A grant amounts to a minimum of 50,000 euro (for six months) to a maximum of 300,000 euro (for 36 months).

  • Grants should contribute directly to the project. Reimbursable cost include:
    Personnel costs: up to a maximum of gross (before tax) monthly salaries of 2000 euros for support staff, 3000 euro for junior and 3800 for senior research staff. Overhead costs to a maximum of 10% of the grant;
  • Innovation costs: consumables and durables. Travel and accomodation costs for the project team members and consortium partners (maximum 20% of the grant);
  • Knowledge sharing costs: activities for sharing the projects’ experiences and outputs with a broader group of stakeholders beyond the consortium and project team (maximum of 15% of the grant).
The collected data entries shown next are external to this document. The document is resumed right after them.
PR #1074, opened 2019-09-24
[WIP] [IA-1156] Move async cluster creation to back Leo

rtitle:
_Note: this is a work-in-progress, opening for early feedback. Unit tests do not work yet!_

Please read this first. There is a lot of refactoring here. I will try to describe what the refactoring means in terms of front/back Leo.

## Front Leo
* Relevant classes: `LeonardoService`
* No more async cluster creation. In fact, `LeonardoService` does not do anything async to the request.
* `LeonardoService` no longer talks to Google for createCluster requests. (It only talks to Sam and the Leo DB.)
* `LeonardoService` _still_ talks to Google for deleteCluster, stopCluster, startCluster, and updateCluster. We could potentially move those Google calls to back Leo as well if there is a need for it (but in a separate PR).
* As a result of this, `LeonardoService` is a bit smaller: 667 lines instead of 1147. It also hopefully performs better in the case of many simultaneous cluster creation requests.

## Back Leo
* Relevant classes: `ClusterMonitorSupervisor`, `ClusterMonitorActor`
* Logic is mostly the same, although `ClusterMonitorActor` now performs cluster creation as part of the `Creating` phase.
* Removed weird callback to `LeonardoService` from `ClusterMonitorSupervisor`. It is now able to use `ClusterHelper` (a shared component) instead.

## Shared
* Relevant classes: `ClusterHelper`, `BucketHelper`, `TemplateHelper`
   * Note: if you have feedback on names I'm all ears; I don't love the word "helper".
* The intent of these classes is to contain useful Leo functionality that is shared between front and back Leo. While the DAOs are a thin layer on top of Google APIs, think of the Helper classes as orchestrating calls to the Google DAOs to fulfill Leo business logic.
* `ClusterHelper` has functionality around managing Dataproc clusters, including create, stop, start, etc. A lot of the `LeonardoService` code moved here. 
* `BucketHelper` has functionality around GCS, including creating buckets, populating them, permissioning them, etc. This was a pre-existing class but I updated it to use the `google2` storage interpreter.
* `TemplateHelper` contains our templating engine. I rewrote it to use `fs2.Stream` instead of `scala.io.Source`.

Co-funding: private partners of the consortium should contribute to the project budget by providing co-funding (cash and/or in-kind) that amounts to a minimum of 20% of the grant.

Assessment

Criteria

Admissible applications will be assessed for quality, using three selection criteria, each of which carries equal weight and should meet a minimum quality standard.

Selection criteria:

I Contributing to development

  • Extent to which the problem or opportunity analysis and research questions are rooted in local practitioners demands
  • Potential to contribute to one or more of the foci of the ARF
  • Potential to sustainably serve the food security needs of the ultimate target group of ARF
  • Potential to sustainably contribute to local capacity development

II Contributing to innovation

  • Complementarities and level of integration of scientific knowledge and practitioners’ knowledge (co-creation) resulting in novel outcomes
  • Adequacy, feasibility and soundness of the research methodology/approach (involving systematic inquiry and/or comparison)
  • Potential for application of the expected research output

III Overall project consistency

  • Coherence and synergy in project objectives and activities
  • Appropriateness and efficient use of requested budget
  • Quality of impact pathway and indicators

Procedure

Applications are evaluated by at least two members of an international pool of independent experts (PIE). The PIE consists of researchers and practitioners from the public and private sector, and from development policy and practice. The composition of the PIE will be published on the website Food & Business Research. Based on the the evaluation of the PIE, the Programme Committee of the Food & Business Research Programme takes the final funding decision. The entire procedure takes about two months.